Using the records below, give again exactly the lines from the line that contains "- Forced prebuild" through the line that contains "[medium] .github/workflows/pr-gate-merge.yml —", both ends included, and only those.
··· INFORMATION GIVEN
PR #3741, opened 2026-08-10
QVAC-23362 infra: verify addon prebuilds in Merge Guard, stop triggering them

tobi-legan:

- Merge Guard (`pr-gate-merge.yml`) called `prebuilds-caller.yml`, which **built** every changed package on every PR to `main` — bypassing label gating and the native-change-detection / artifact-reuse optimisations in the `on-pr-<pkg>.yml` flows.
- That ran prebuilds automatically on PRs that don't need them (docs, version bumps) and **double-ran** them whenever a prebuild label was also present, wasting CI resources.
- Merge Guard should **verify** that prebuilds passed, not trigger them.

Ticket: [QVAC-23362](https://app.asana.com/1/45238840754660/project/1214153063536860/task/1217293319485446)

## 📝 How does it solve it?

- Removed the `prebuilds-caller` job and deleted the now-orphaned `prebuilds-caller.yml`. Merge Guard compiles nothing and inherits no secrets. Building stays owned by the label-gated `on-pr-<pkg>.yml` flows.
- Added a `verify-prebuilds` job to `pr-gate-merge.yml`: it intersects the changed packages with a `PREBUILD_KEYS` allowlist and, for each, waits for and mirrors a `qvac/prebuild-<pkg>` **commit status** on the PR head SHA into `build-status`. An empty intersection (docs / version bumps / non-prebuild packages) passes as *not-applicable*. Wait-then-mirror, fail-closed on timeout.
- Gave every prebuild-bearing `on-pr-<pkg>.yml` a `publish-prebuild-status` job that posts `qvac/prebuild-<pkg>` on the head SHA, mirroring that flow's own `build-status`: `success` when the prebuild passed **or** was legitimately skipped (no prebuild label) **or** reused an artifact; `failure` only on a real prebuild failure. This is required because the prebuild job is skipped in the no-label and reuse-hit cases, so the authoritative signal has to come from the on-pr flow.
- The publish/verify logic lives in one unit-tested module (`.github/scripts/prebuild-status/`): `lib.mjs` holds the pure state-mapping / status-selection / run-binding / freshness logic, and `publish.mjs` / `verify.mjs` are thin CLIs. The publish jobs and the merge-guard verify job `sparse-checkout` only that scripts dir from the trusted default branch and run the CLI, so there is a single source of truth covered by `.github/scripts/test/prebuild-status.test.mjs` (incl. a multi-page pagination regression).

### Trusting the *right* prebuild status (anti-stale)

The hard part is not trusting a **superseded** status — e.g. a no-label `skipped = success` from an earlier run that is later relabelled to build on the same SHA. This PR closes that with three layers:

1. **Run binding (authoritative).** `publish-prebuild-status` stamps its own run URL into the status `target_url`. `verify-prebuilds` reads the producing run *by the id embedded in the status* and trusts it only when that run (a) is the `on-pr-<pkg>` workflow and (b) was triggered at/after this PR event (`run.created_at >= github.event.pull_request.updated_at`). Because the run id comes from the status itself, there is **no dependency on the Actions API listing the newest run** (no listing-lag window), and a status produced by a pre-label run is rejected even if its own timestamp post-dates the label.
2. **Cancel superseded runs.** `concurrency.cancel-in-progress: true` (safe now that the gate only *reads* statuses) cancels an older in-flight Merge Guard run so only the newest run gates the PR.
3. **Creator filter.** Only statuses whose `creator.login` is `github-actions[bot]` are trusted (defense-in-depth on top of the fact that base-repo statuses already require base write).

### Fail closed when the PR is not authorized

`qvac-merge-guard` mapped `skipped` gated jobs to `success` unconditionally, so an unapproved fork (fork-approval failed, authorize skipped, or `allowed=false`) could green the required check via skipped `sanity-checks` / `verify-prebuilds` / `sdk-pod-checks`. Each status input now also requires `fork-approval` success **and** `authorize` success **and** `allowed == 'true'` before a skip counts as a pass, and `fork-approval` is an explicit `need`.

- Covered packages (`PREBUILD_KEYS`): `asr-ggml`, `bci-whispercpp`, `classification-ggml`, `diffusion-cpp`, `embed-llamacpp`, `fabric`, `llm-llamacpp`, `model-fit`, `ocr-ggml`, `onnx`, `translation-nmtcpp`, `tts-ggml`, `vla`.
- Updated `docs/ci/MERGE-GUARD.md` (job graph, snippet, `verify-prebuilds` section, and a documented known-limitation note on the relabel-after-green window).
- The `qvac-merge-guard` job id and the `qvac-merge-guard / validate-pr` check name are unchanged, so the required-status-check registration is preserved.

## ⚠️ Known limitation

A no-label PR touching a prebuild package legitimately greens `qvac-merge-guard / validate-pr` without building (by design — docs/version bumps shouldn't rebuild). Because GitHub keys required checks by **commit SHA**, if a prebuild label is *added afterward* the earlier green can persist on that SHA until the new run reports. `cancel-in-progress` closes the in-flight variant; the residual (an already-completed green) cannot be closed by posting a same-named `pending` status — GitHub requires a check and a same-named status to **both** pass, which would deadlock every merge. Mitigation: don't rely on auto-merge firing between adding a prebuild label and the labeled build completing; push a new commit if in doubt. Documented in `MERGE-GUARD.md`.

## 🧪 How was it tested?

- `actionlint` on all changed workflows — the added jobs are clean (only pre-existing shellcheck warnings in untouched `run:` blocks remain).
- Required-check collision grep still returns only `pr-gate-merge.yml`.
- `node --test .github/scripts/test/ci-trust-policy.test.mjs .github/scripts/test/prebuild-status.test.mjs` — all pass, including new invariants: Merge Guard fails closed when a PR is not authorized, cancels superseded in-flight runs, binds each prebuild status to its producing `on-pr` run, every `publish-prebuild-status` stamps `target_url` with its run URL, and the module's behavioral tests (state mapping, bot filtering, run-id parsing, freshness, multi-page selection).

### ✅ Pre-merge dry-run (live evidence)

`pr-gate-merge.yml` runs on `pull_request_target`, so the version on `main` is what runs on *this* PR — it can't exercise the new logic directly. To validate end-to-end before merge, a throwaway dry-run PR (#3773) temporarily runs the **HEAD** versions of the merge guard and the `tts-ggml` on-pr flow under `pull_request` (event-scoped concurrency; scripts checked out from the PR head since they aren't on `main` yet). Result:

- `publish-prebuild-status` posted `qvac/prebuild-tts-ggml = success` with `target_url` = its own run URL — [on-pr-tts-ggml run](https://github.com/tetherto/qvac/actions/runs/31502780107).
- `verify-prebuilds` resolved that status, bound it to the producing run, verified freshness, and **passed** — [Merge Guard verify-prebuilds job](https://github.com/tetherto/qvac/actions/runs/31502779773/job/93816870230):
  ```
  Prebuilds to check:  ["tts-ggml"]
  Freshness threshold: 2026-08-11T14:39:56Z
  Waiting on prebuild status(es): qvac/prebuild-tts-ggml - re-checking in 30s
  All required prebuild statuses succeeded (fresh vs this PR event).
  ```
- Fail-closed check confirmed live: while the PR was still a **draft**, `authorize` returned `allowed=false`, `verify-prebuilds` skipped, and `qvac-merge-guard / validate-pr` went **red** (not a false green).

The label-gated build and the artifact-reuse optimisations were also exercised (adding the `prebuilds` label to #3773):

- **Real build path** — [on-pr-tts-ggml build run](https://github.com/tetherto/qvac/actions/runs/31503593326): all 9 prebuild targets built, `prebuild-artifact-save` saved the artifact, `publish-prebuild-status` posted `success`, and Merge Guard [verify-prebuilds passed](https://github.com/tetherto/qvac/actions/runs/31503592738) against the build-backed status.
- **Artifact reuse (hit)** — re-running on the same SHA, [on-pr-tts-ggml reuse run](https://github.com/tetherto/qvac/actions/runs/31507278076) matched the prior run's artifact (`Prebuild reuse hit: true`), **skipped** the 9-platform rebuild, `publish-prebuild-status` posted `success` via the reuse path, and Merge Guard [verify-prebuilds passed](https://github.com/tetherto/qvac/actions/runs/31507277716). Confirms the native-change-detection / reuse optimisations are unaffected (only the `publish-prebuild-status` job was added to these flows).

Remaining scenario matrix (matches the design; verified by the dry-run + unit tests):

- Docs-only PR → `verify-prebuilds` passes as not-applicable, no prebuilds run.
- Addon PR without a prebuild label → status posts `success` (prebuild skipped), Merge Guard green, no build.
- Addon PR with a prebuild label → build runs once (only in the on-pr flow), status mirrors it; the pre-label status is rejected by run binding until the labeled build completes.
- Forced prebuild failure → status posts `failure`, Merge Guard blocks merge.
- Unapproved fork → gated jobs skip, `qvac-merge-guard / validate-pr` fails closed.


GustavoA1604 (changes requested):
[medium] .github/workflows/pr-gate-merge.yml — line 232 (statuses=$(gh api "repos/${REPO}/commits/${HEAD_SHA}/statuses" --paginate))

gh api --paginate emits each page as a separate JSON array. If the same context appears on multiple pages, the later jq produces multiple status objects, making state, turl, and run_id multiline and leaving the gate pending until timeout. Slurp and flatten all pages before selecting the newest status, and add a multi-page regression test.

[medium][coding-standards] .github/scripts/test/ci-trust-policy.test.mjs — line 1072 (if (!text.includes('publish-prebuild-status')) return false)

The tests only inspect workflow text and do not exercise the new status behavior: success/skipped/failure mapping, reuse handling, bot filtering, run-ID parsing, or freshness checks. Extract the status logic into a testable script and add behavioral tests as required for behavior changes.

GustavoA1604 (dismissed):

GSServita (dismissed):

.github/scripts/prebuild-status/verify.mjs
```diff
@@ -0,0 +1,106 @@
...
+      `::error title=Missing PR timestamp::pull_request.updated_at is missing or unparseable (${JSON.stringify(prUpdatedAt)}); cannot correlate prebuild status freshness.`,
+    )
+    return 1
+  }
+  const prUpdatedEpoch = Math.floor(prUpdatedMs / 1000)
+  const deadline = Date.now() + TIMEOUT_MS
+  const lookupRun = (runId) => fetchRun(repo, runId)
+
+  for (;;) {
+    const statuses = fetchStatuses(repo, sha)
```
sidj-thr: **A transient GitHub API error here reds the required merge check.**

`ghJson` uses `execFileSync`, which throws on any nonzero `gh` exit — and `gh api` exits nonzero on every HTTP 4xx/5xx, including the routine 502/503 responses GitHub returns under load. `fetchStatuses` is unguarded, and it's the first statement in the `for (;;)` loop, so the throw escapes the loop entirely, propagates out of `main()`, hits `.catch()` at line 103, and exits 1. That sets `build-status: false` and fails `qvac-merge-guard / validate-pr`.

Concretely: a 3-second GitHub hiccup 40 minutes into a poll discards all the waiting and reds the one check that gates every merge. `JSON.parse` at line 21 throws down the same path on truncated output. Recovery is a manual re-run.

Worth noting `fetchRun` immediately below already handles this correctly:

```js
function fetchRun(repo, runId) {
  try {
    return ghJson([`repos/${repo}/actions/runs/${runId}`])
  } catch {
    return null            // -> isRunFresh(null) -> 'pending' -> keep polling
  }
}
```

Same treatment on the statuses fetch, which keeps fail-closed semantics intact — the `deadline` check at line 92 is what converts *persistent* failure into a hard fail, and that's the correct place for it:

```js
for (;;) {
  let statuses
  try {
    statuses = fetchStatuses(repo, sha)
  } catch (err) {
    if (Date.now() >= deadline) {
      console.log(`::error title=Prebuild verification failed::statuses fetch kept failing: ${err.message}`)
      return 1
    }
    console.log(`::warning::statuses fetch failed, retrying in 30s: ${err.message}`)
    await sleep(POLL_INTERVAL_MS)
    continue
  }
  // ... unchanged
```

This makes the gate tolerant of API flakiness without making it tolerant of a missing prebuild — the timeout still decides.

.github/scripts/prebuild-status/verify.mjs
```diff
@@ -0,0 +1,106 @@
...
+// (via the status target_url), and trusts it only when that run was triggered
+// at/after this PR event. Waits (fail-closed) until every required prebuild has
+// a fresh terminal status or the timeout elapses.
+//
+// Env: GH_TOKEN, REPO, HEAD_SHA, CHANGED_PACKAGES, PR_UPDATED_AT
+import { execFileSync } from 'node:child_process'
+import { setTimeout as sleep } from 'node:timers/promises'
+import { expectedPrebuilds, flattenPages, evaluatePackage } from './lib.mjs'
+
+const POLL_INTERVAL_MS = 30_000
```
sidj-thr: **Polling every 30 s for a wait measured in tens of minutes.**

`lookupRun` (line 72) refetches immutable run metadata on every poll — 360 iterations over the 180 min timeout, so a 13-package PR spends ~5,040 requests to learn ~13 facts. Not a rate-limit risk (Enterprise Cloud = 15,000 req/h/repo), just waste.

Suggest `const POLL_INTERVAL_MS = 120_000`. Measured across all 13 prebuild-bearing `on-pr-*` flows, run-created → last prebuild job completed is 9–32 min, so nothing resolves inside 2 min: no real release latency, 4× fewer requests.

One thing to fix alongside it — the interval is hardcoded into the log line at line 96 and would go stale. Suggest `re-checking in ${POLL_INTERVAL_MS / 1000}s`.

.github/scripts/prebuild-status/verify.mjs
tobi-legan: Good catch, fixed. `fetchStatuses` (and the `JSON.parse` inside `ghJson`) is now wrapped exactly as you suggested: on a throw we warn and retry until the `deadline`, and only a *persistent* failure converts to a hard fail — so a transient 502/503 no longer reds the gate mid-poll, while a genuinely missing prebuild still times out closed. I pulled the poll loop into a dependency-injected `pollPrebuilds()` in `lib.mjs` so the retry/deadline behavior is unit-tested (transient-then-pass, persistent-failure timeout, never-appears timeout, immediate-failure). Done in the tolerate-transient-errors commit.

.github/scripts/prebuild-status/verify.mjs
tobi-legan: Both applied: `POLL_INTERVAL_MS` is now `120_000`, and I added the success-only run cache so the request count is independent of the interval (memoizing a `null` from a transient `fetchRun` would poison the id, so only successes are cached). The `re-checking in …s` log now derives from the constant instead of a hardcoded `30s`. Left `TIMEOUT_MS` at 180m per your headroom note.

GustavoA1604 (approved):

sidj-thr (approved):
······
EXERCISE ANSWER >>
- Forced prebuild failure → status posts `failure`, Merge Guard blocks merge.
- Unapproved fork → gated jobs skip, `qvac-merge-guard / validate-pr` fails closed.


GustavoA1604 (changes requested):
[medium] .github/workflows/pr-gate-merge.yml — line 232 (statuses=$(gh api "repos/${REPO}/commits/${HEAD_SHA}/statuses" --paginate))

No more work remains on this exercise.